(Stored data)
========================

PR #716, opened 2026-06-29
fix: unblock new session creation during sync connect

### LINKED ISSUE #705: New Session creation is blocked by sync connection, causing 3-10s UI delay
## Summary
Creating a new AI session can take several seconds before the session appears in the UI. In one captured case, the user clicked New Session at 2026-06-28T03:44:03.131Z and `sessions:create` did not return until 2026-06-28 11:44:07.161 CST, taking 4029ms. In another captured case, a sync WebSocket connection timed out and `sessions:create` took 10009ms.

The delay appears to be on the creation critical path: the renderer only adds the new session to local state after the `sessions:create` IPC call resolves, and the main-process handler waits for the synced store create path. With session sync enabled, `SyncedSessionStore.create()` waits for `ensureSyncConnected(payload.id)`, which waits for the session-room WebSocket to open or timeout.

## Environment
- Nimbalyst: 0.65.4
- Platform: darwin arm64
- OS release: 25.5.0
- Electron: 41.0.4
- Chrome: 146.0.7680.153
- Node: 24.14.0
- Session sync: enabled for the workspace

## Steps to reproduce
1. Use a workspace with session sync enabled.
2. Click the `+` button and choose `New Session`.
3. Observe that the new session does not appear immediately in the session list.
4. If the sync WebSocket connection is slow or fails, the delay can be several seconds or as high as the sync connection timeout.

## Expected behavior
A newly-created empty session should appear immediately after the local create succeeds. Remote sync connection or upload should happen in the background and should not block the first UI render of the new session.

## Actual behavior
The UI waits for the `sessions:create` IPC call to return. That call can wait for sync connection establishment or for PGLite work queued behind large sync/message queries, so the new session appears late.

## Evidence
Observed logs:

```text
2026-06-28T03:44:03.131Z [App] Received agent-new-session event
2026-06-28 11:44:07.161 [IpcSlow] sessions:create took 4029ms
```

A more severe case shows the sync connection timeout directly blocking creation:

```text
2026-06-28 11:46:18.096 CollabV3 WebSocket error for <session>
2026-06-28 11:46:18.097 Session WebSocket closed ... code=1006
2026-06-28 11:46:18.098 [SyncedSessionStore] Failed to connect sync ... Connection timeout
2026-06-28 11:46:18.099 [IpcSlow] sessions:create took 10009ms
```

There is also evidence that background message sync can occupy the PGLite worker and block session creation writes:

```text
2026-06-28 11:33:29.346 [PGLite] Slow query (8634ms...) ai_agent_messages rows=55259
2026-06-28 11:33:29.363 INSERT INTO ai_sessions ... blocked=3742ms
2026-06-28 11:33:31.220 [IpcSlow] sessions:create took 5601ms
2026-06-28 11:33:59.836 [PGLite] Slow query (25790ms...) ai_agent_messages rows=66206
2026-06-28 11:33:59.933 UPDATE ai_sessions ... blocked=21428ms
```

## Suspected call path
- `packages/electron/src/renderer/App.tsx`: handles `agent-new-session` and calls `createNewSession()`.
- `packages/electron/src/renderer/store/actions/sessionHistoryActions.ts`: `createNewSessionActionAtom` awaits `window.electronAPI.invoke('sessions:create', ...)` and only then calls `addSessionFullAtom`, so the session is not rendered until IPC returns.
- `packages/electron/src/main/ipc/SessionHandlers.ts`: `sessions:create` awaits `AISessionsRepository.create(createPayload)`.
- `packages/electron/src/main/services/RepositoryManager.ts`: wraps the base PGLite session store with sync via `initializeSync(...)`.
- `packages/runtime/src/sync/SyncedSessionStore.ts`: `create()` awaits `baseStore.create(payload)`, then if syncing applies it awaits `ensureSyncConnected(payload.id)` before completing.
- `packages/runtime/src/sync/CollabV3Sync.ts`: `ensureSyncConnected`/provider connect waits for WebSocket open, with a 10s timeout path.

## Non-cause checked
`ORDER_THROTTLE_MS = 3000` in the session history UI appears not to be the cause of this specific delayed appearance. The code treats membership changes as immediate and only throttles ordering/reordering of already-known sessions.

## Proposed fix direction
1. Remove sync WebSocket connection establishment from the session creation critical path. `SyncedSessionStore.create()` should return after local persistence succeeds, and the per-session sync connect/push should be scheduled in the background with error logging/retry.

========================

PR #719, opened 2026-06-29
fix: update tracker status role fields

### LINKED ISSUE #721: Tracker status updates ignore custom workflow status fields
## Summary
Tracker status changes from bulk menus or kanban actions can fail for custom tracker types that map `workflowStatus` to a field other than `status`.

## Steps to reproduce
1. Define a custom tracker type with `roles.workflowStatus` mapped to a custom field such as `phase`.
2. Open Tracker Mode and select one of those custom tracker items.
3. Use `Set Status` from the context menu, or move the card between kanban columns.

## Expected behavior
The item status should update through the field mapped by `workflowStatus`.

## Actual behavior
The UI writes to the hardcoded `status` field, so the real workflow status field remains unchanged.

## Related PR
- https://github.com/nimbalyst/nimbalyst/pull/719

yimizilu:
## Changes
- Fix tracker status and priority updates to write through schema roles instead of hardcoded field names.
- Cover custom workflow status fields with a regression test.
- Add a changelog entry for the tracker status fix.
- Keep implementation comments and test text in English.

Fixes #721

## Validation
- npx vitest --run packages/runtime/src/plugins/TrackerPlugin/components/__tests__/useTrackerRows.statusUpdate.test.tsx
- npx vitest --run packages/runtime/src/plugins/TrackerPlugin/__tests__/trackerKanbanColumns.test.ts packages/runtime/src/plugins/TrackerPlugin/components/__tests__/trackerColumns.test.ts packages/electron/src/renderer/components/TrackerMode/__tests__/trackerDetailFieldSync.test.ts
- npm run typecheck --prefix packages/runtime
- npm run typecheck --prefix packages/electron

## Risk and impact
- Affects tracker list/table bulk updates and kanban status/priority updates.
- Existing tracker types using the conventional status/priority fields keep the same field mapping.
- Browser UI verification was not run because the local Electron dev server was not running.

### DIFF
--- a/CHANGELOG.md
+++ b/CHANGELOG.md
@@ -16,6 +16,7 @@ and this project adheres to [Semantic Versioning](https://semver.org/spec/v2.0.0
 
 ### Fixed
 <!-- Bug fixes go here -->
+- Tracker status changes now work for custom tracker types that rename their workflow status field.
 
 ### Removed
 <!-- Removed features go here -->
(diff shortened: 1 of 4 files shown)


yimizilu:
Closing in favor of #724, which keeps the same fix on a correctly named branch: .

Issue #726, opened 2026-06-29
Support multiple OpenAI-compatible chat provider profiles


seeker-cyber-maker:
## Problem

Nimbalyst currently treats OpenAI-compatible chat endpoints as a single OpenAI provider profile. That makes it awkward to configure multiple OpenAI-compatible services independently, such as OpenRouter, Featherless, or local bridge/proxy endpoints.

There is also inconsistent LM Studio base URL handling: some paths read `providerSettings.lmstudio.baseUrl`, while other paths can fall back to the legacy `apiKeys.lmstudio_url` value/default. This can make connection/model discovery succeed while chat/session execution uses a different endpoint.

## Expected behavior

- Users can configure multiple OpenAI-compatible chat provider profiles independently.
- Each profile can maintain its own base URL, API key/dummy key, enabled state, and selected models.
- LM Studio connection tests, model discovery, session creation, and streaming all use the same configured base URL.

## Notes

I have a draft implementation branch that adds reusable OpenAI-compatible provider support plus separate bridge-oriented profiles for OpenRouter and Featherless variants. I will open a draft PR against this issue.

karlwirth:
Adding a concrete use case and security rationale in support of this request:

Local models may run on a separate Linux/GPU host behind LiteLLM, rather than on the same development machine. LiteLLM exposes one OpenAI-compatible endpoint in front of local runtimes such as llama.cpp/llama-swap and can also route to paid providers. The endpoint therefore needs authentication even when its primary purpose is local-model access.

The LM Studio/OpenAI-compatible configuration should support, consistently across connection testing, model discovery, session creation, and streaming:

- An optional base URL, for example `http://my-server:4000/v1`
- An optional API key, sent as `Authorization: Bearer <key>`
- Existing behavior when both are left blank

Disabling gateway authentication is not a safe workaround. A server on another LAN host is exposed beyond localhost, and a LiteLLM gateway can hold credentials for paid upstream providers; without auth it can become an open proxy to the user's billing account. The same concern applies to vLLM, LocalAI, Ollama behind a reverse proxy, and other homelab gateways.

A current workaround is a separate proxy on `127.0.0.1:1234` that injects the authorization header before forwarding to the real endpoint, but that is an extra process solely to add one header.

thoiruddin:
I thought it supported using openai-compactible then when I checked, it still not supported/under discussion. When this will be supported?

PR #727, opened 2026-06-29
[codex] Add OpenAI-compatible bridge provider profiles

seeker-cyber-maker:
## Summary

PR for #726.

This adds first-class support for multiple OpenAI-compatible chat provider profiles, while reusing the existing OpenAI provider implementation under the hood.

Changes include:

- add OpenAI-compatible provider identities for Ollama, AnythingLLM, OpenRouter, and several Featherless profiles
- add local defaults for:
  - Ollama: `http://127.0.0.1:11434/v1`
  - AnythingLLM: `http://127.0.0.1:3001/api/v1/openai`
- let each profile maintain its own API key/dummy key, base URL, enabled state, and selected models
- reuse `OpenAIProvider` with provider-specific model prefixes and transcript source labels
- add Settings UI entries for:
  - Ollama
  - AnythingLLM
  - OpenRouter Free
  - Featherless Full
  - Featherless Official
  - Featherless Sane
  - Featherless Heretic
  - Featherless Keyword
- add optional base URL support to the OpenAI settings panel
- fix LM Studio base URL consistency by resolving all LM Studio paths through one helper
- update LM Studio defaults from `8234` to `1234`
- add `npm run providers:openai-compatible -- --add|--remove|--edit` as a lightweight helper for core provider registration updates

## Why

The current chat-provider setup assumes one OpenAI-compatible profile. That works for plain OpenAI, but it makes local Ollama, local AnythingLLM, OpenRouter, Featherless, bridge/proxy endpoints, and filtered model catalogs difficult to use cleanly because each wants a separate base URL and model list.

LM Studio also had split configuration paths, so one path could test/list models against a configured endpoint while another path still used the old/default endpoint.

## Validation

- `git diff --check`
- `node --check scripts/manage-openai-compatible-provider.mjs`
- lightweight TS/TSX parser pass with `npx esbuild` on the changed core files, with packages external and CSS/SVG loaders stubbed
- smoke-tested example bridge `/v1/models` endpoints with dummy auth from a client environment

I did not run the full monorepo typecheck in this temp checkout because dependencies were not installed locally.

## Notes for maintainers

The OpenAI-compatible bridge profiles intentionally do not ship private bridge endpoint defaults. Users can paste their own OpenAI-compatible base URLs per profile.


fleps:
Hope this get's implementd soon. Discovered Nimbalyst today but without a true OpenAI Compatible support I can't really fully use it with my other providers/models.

========================

WORK TO COMPLETE => Copy each line from the entries above that has the word "applies" in it.

SOLVED PROBLEM =>
- `packages/runtime/src/sync/SyncedSessionStore.ts`: `create()` awaits `baseStore.create(payload)`, then if syncing applies it awaits `ensureSyncConnected(payload.id)` before completing.
Disabling gateway authentication is not a safe workaround. A server on another LAN host is exposed beyond localhost, and a LiteLLM gateway can hold credentials for paid upstream providers; without auth it can become an open proxy to the user's billing account. The same concern applies to vLLM, LocalAI, Ollama behind a reverse proxy, and other homelab gateways.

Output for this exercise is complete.